* _Work request_: Scan the data for "discovered" and copy each matching line.

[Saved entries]
________
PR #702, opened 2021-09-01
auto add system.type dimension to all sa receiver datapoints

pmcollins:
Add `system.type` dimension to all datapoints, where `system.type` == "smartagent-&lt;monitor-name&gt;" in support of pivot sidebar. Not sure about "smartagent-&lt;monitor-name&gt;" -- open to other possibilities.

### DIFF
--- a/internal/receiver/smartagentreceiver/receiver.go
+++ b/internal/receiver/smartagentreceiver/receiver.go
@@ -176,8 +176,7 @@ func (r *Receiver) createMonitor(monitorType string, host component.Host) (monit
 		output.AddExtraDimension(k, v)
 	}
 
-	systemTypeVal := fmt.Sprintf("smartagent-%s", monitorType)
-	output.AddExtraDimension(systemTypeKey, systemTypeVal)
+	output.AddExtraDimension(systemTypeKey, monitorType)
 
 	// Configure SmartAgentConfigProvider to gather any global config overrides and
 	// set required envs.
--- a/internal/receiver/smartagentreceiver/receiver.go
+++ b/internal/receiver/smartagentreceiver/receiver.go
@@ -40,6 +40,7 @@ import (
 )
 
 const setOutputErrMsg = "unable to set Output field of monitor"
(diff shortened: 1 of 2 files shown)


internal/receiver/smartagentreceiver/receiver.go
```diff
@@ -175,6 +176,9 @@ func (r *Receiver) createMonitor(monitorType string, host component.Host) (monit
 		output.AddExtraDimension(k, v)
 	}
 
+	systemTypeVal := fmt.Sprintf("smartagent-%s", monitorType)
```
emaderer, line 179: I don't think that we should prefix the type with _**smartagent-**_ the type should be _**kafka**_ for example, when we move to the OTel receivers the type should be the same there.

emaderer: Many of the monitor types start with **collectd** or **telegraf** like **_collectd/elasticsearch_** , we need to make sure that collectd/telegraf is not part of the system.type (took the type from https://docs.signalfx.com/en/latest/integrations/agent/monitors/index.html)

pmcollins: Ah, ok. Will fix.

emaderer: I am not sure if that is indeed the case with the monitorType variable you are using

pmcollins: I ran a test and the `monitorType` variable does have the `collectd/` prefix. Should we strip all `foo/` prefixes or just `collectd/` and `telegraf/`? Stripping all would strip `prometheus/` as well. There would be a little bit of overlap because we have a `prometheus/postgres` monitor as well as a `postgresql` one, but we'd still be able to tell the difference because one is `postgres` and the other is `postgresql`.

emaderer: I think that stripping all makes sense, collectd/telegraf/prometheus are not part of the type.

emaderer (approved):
________
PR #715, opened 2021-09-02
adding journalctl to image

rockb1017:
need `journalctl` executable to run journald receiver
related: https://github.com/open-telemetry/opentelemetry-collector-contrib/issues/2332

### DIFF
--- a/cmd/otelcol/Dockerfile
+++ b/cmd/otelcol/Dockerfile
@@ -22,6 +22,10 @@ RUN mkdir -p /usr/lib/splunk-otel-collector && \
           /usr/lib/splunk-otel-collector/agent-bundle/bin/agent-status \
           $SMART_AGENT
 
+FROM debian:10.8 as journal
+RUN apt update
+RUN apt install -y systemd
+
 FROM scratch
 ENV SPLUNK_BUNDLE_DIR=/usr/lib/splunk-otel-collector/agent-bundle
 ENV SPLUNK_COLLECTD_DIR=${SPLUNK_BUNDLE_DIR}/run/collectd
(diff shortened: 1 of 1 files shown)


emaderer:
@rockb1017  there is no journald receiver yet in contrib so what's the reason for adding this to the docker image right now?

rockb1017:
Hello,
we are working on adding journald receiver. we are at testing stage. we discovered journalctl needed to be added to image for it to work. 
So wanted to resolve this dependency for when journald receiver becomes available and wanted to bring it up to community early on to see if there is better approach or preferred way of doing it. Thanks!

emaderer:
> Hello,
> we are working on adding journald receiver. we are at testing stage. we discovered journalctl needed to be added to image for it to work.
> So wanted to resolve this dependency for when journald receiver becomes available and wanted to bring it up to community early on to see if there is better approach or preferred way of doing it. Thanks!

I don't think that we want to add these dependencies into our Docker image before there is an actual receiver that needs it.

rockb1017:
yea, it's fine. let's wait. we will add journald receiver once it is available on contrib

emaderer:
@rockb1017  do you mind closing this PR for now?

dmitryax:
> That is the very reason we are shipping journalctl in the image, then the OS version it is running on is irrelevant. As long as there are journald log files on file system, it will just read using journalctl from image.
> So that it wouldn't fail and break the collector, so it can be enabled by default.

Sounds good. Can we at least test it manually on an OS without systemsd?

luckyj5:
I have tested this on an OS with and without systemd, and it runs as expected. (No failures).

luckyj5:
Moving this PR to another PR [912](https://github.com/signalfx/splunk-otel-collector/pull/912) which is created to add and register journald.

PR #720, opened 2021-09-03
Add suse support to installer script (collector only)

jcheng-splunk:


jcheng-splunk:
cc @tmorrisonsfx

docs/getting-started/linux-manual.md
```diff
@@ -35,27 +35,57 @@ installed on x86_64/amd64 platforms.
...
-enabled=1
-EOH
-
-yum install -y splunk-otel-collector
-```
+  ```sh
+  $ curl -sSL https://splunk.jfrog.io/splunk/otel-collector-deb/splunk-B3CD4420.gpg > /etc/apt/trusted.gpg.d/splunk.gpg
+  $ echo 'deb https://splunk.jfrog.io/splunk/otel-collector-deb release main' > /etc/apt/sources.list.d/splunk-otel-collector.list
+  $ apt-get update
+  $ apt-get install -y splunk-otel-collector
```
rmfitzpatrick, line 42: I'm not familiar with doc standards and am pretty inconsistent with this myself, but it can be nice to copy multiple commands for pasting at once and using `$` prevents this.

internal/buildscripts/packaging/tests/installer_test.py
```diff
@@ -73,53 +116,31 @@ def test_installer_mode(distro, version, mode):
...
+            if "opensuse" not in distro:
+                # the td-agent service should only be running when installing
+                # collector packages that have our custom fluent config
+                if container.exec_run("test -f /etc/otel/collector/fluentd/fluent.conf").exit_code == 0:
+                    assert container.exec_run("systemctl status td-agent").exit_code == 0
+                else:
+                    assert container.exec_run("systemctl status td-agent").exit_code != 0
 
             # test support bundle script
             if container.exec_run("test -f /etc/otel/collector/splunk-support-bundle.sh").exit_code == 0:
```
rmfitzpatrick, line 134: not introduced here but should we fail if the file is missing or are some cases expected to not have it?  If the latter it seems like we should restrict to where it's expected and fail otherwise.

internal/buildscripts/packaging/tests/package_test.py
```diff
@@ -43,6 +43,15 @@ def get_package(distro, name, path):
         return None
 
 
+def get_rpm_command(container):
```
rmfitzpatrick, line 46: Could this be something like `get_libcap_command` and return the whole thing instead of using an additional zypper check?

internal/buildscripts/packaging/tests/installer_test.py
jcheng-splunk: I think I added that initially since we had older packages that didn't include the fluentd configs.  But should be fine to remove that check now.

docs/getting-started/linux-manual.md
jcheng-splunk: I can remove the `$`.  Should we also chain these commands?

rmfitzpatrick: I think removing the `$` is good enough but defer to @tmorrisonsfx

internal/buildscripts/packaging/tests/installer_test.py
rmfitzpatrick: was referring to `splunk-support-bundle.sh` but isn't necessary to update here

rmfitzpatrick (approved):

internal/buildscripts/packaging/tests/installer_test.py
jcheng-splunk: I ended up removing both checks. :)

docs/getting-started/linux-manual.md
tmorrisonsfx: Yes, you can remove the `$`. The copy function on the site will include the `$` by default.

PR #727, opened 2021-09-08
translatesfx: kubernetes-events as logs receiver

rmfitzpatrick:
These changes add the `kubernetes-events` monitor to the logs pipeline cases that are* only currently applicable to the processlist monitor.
________
* _Reply_:
we are working on adding journald receiver. we are at testing stage. we discovered journalctl needed to be added to image for it to work. 
> we are working on adding journald receiver. we are at testing stage. we discovered journalctl needed to be added to image for it to work.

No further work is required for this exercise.